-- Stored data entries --

__________________________________________________

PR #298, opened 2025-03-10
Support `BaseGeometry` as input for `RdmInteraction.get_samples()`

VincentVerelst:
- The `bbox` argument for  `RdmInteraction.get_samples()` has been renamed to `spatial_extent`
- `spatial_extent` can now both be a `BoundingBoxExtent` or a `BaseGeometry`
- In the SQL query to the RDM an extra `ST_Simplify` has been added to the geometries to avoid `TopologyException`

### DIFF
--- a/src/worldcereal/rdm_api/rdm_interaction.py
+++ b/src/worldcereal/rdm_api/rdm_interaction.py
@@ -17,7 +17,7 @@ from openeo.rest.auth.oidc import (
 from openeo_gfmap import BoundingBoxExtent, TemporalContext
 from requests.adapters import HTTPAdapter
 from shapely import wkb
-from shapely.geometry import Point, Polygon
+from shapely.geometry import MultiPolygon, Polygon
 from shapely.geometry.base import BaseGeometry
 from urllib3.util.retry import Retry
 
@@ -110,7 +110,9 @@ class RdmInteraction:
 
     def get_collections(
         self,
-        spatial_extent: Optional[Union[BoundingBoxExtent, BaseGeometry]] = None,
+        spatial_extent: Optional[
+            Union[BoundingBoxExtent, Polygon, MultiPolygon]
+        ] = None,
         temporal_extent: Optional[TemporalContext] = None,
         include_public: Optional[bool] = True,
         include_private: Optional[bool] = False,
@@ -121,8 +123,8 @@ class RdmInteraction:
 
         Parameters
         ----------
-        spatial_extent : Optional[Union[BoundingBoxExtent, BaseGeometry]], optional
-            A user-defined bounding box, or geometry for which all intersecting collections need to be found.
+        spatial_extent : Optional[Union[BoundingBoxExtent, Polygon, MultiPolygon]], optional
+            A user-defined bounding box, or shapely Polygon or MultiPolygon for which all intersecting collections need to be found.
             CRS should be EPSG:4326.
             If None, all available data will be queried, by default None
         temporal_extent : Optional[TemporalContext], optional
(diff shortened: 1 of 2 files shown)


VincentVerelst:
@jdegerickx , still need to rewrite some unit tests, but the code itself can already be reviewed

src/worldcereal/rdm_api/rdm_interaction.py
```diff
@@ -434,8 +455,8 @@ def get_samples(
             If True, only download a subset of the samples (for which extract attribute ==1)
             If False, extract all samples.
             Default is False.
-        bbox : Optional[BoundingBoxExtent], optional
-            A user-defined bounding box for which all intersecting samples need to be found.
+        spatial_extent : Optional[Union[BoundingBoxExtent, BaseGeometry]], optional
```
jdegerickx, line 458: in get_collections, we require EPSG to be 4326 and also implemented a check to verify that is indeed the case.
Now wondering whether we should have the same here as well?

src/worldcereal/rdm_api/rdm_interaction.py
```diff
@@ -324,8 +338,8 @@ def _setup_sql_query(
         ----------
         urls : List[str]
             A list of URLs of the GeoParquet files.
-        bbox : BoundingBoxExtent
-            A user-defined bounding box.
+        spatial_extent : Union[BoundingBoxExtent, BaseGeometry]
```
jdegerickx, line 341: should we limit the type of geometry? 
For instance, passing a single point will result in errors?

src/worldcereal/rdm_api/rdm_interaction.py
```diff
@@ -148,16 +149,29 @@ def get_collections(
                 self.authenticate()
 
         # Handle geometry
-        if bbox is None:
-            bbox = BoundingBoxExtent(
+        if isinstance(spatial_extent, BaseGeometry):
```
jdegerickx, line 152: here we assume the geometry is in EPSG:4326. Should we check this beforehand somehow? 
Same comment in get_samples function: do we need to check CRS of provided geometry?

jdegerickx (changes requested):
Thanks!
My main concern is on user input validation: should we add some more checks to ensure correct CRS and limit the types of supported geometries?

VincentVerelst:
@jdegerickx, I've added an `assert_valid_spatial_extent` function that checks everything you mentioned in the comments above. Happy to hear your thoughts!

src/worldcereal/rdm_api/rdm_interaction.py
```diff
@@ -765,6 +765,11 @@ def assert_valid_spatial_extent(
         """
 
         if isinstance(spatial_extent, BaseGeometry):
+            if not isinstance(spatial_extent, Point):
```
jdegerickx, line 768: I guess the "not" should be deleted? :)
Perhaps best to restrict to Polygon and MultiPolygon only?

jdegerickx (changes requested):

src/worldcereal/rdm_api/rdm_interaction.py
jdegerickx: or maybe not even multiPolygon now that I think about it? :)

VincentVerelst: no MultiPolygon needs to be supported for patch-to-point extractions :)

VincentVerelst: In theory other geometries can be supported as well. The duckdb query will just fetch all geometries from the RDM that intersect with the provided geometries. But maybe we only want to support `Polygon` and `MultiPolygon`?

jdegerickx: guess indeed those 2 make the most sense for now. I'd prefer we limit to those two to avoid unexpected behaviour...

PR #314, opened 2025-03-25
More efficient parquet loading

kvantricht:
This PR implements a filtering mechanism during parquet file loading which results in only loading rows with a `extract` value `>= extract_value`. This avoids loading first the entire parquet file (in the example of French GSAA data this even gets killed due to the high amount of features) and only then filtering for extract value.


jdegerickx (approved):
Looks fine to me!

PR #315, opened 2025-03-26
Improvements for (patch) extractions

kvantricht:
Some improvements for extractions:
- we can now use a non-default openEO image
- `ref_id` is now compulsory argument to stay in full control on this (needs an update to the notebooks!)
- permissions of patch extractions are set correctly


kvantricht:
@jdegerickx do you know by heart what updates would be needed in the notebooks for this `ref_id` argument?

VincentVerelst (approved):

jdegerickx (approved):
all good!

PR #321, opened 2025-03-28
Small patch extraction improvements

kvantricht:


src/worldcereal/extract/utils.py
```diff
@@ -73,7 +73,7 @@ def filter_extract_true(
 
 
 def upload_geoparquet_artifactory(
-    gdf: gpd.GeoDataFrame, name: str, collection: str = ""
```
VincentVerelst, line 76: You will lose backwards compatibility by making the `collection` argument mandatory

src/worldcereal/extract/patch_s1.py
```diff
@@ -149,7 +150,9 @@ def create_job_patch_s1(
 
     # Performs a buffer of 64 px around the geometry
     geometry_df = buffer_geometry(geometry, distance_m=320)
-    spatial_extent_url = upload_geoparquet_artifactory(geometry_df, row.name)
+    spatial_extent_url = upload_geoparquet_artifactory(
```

__________________________________________________

-- PROBLEM DETAILS --
The entries above hold the needed span. Transcribe exactly the lines from the one with "--- a/src/worldcereal/rdm_api/rdm_interaction.py" to the one with "from shapely.geometry.base import", both included.

-- SOLUTION TO THE PROBLEM --
--- a/src/worldcereal/rdm_api/rdm_interaction.py
+++ b/src/worldcereal/rdm_api/rdm_interaction.py
@@ -17,7 +17,7 @@ from openeo.rest.auth.oidc import (
 from openeo_gfmap import BoundingBoxExtent, TemporalContext
 from requests.adapters import HTTPAdapter
 from shapely import wkb
-from shapely.geometry import Point, Polygon
+from shapely.geometry import MultiPolygon, Polygon
 from shapely.geometry.base import BaseGeometry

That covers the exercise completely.